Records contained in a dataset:
——
PR #2719, opened 2026-08-21
Bug 2061445 - Migrate Bugzilla (system info) REST resource to native Mojo API

Xzzz:
## Summary

Ports `Bugzilla::WebService::Bugzilla`'s `version`/`extensions`/`timezone`/`time`/`jobqueue_status` methods into a native `Bugzilla::API::V1::Bugzilla` Mojo controller, mirroring the pattern already used for Classification/Component/Teams/Reminders/Configuration.

## Changes

- Add `Bugzilla/API/V1/Bugzilla.pm`: `GET /rest/version`, `/rest/extensions`, `/rest/timezone`, `/rest/time` (public), and `/rest/jobqueue_status` (login required), same JSON response shape as the legacy endpoints
- Delete `Bugzilla/WebService/Bugzilla.pm` and `Bugzilla/WebService/Server/REST/Resources/Bugzilla.pm`
- Remove the `Bugzilla` entry from `WS_DISPATCH` in `Bugzilla/WebService/Constants.pm`, drop the corresponding `use` line in `Bugzilla/WebService/Server/REST.pm`, and remove the POD reference in `Bugzilla/WebService.pm`
- Update `qa/t/rest_user_login_logout.t`: drop the assertions that `Bugzilla_login`/`Bugzilla_password` are honored/rejected on `/rest/version`. Native Mojo REST routes only support cookie, `X-Bugzilla-API-Key` and OAuth2 bearer-token auth. Please note that this gap affects every resource already migrated to native Mojo, not just this one. Per discussion on 2057358 we're intentionally dropping username/password auth on native REST endpoints rather than porting it forward (cookie auth stays for web-UI JS, OAuth2 stays for Phabricator)

## Test plan

- Verified against a local docker instance:
  - `GET /rest/version`, `/rest/extensions`, `/rest/timezone`, `/rest/time` return the expected JSON, matching the legacy endpoint output
  - `GET /rest/jobqueue_status` requires login (`login_required` when anonymous) and returns the expected counts when authenticated via API key
  - Confirmed cookie and API-key-based auth continue to work
  - Confirmed `Bugzilla_login`/`Bugzilla_password` are now silently ignored
- Ran the sanity/bmo/webservices/selenium1-4 test suites clean

## References

- Bugzilla link: [2061445](https://bugzilla.mozilla.org/show_bug.cgi?id=2061445)


Bugzilla/API/V1/Bugzilla.pm
```diff
@@ -0,0 +1,143 @@
...
+      tz_short_name => 'UTC',
+    }
+  );
+}
+
+sub jobqueue_status {
+  my ($self) = @_;
+
+  my $user = $self->bugzilla->login;
+  $user->id || return $self->user_error('login_required');
```
dklawren, line 102: usage_mode is still USAGE_MODE_REST here (set by `_prepare_rest_request`), so `user_error` hits neither branch in `Bugzilla::App::Plugin::Error::_render_error` and nothing gets rendered, an anonymous GET returns a 404 page instead of the JSON login_required error. every other native controller (Reminders, Teams, User) sets `Bugzilla->usage_mode(USAGE_MODE_MOJO_REST)` as the first statement, before `login`. same applies to any ThrowUserError raised inside login itself, eg a bad api key

suggest moving line 98 above line 95, and adding an anonymous-request case to `qa/t/rest_bugzilla.t` since the current test only covers the api-key path

Bugzilla/API/V1/Bugzilla.pm
```diff
@@ -0,0 +1,143 @@
...
+        GROUP BY errors
+    };
+
+  my $status;
+  try {
+    $status = $dbh->selectrow_hashref($query);
+  }
+  catch {
+    ERROR($_);
+    return $self->code_error('jobqueue_status_error');
```
dklawren: `return` inside a Try::Tiny catch block only returns from the block, not from `jobqueue_status`, so after `code_error` renders the 500 the sub falls through to the render below and overwrites the body with `{"errors":0,"total":0}` while the status stays 500. the old code died out of the catch via ThrowCodeError so it never reached that point

eg `catch { ERROR($_) }` then `return $self->code_error('jobqueue_status_error') unless $status;`

Bugzilla/API/V1/Bugzilla.pm
```diff
@@ -0,0 +1,143 @@
...
+
+sub time {
+  my ($self) = @_;
+  Bugzilla->usage_mode(USAGE_MODE_MOJO_REST);
+
+  # All Webservices return times in UTC; Use UTC here for backwards compat.
+  my $dbh     = Bugzilla->dbh;
+  my $db_time = $dbh->selectrow_array('SELECT LOCALTIMESTAMP(0)');
+  $db_time = datetime_from($db_time, 'UTC')->iso8601();
+  my $now_utc = DateTime->now()->iso8601();
```
dklawren: response shape changes here: the legacy endpoint ran these through `type('dateTime')`, which is `Bugzilla::WebService::Server::JSONRPC::datetime_format_outbound` and appends a `Z`, so `/rest/time` used to return `2026-08-21T14:00:00Z`. plain `iso8601()` drops the `Z` and clients that parse these as UTC will now read them as local time. suggest `iso8601() . 'Z'` for db_time, web_time and web_time_utc

Bugzilla/API/V1/Bugzilla.pm
```diff
@@ -0,0 +1,143 @@
...
+sub version {
+  my ($self) = @_;
+  Bugzilla->usage_mode(USAGE_MODE_MOJO_REST);
+
+  return $self->render(json => {version => BUGZILLA_VERSION});
+}
+
+sub extensions {
+  my ($self) = @_;
+  Bugzilla->usage_mode(USAGE_MODE_MOJO_REST);
```
dklawren, line 52: `extensions` and `time` were not in the old `LOGIN_EXEMPT` list, so the legacy server called `Bugzilla->login()` (LOGIN_NORMAL) for them, meaning they were gated when the `requirelogin` param is on. neither handler calls `$self->bugzilla->login` now, so both become anonymously readable under requirelogin. Teams.pm calls `$self->bugzilla->login()` for exactly this reason even though it does not use the user

dklawren (changes requested):

Bugzilla/API/V1/Bugzilla.pm
Xzzz: Fixed => moved `Bugzilla->usage_mode(USAGE_MODE_MOJO_REST)` above the `login` call and added the anonymous-request case to `qa/t/rest_bugzilla.t:59`

Bugzilla/API/V1/Bugzilla.pm
Xzzz: Fixed as suggested. Thanks!

Bugzilla/API/V1/Bugzilla.pm
Xzzz: Fixed by restoring 'Z' suffix to `$db_time` (for db_time) and `$now_utc` (for web_time and web_time_utc)

Bugzilla/API/V1/Bugzilla.pm
Xzzz: Fixed: added `$self->bugzilla->login()` call to `extensions` and `time`

Bugzilla/WebService/Constants.pm
```diff
@@ -313,7 +313,6 @@ sub WS_DISPATCH {
   Bugzilla::Hook::process('webservice', {dispatch => \%hook_dispatch});
 
   my $dispatch = {
```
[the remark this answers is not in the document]
Xzzz: Note that `jsonrpc.cgi` was deleted and the JSON-RPC endpoint disallowed in bug 2058158 (already merged), and `Bugzilla::WebService::Server::JSONRPC` is only instantiated from that script => No live consumer left.
This PR also removes the legacy REST resource for `Bugzilla` (`Bugzilla/WebService/Server/REST/Resources/Bugzilla.pm`), so nothing else references the `Bugzilla` key in `WS_DISPATCH` now.

Bugzilla/API/V1/Bugzilla.pm
```diff
@@ -0,0 +1,147 @@
...
+    }
+  );
+}
+
+sub jobqueue_status {
+  my ($self) = @_;
+
+  Bugzilla->usage_mode(USAGE_MODE_MOJO_REST);
+
+  my $user = $self->bugzilla->login;
```
dklawren: **Query-param API-key and login-token auth silently stops working on `/rest/jobqueue_status`.**

`$self->bugzilla->login` (`Bugzilla/App/Plugin/Login.pm`) only reads the `x-bugzilla-api-key` header, the `Authorization` bearer token, and cookie + `Bugzilla_api_token`. Legacy REST ran `fix_credentials` (`Bugzilla/WebService/Util.pm:326`), which promoted `api_key` / `Bugzilla_api_key` (`Bugzilla/Auth/Login/APIKey.pm:54`) and `Bugzilla_token` (`Bugzilla/Auth/Login/Cookie.pm:143`) out of query params.

Concretely: a monitoring script doing `GET /rest/jobqueue_status?api_key=XXX` gets 200 on master and 401 `login_required` after this PR. Same for `?Bugzilla_token=` obtained from `/rest/login`.

The PR description only claims `Bugzilla_login`/`Bugzilla_password` were dropped, and `docs/en/rst/api/core/v1/general.rst:128` still documents the query-param key as supported.

Bugzilla/API/V1/Bugzilla.pm
```diff
@@ -0,0 +1,147 @@
...
+  my ($self) = @_;
+  Bugzilla->usage_mode(USAGE_MODE_MOJO_REST);
+
+  return $self->render(json => {version => BUGZILLA_VERSION});
+}
+
+sub extensions {
+  my ($self) = @_;
+  Bugzilla->usage_mode(USAGE_MODE_MOJO_REST);
+  $self->bugzilla->login();
```
dklawren: **The "restore requirelogin gating" change is a no-op here, and a bad API key now yields an anonymous 200.** (also applies to `time` at line 74)

In `USAGE_MODE_MOJO_REST` the login helper never enforces `LOGIN_REQUIRED`: it sets `$type = LOGIN_REQUIRED` when `requirelogin` is on, but the redirect/error branch is gated to `USAGE_MODE_BROWSER || USAGE_MODE_MOJO`, and it otherwise falls through to `return Bugzilla->user` (anonymous). Legacy `Bugzilla->login()` promoted to `LOGIN_REQUIRED` (`Bugzilla.pm:230`) and `fail_nodata` threw `login_required` for non-browser modes (`Bugzilla/Auth/Login/CGI.pm:72`).

Two concrete regressions from this one call:

1. With `requirelogin=1`, anonymous `GET /rest/extensions` and `GET /rest/time` return 200 with data, where master returned 401.
2. A revoked or mistyped API key hits `check_rate_limit` and then proceeds as anonymous, so master's `api_key_not_valid` 401 becomes a silent 200 — a client with a dead key can't tell auth failed.

If the gating is intended, it needs `$self->bugzilla->login(LOGIN_REQUIRED)` plus an explicit `$user->id || return $self->user_error('login_required')`, as `jobqueue_status` does.

Bugzilla/API/V1/Bugzilla.pm
```diff
@@ -0,0 +1,147 @@
...
+use Try::Tiny;
+
+use Bugzilla::Constants;
+use Bugzilla::Logging;
+use Bugzilla::Util qw(datetime_from);
+
+sub setup_routes {
+  my ($class, $r) = @_;
+
+  $r->get('/version')->to('V1::Bugzilla#version');
```
dklawren: **`/rest.cgi/version` (and `/rest.cgi/{extensions,timezone,time,jobqueue_status}`) now 404.**

These native routes are registered only under the `/rest` bridge (`Bugzilla/App/Controller/API.pm:45`), but `Bugzilla/App/Controller/CGI.pm:46` deliberately keeps `/rest.cgi/*PATH_INFO` -> `rest_cgi`, which resolves the resource through `WS_DISPATCH`. With the `Bugzilla` entry and the resource file deleted, `GET /rest.cgi/version` goes from 200 JSON on master (PATH_INFO becomes `/version`, `Bugzilla/App/Controller/CGI.pm:176`, matching `qr{^/version$}`) to `rest_invalid_resource` 404.

Either add the alias routes, or make dropping the `/rest.cgi/` form an explicit, documented decision.

Bugzilla/API/V1/Bugzilla.pm
```diff
@@ -0,0 +1,147 @@
...
+}
+
+sub extensions {
+  my ($self) = @_;
+  Bugzilla->usage_mode(USAGE_MODE_MOJO_REST);
+  $self->bugzilla->login();
+
+  my %extensions;
+  foreach my $extension (@{Bugzilla->extensions}) {
+    $extensions{$extension->NAME} = {version => $extension->VERSION || 0};
```
dklawren: **`/rest/extensions` changes the JSON type of `version` from string to number for versionless extensions.**

Legacy forced `$self->type('string', $version)`, so `0` serialized as `"0"`. `$extension->VERSION || 0` now yields an integer and Mojo::JSON emits a bare `0`. Four shipped extensions have no `$VERSION` (`extensions/Gravatar`, `JiraWebhookSync`, `RestrictComments`, `Webhooks`), so the response really does change from `"Gravatar":{"version":"0"}` to `"version":0` — contradicting the documented "version as a string".

```perl
$extensions{$extension->NAME} = {version => '' . ($extension->VERSION || 0)};
```

Bugzilla/API/V1/Bugzilla.pm
Xzzz: Fixed: extensions and time now call $self->bugzilla->login(LOGIN_REQUIRED) and return login_required if $user->id is false (same pattern as jobqueue_status).
In addition, I updated qa/t/rest_bugzilla.t to send the API key on both endpoints and assert anonymous access now gets 401.

=> Committed as "Bug 2061445 - Enforce login on extensions and time"

Bugzilla/API/V1/Bugzilla.pm
Xzzz: Fixed as suggested: `version => '' . ($extension->VERSION || 0)` now restores the string type for versionless extensions.

=> Committed as "Bug 2061445 - Keep extension version as a string in REST response"

dklawren (approved):
LGTM r=dkl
——
Exercise: Return every line of the records in which the word "JSONRPC" is found.

Expected output:
dklawren: response shape changes here: the legacy endpoint ran these through `type('dateTime')`, which is `Bugzilla::WebService::Server::JSONRPC::datetime_format_outbound` and appends a `Z`, so `/rest/time` used to return `2026-08-21T14:00:00Z`. plain `iso8601()` drops the `Z` and clients that parse these as UTC will now read them as local time. suggest `iso8601() . 'Z'` for db_time, web_time and web_time_utc
Xzzz: Note that `jsonrpc.cgi` was deleted and the JSON-RPC endpoint disallowed in bug 2058158 (already merged), and `Bugzilla::WebService::Server::JSONRPC` is only instantiated from that script => No live consumer left.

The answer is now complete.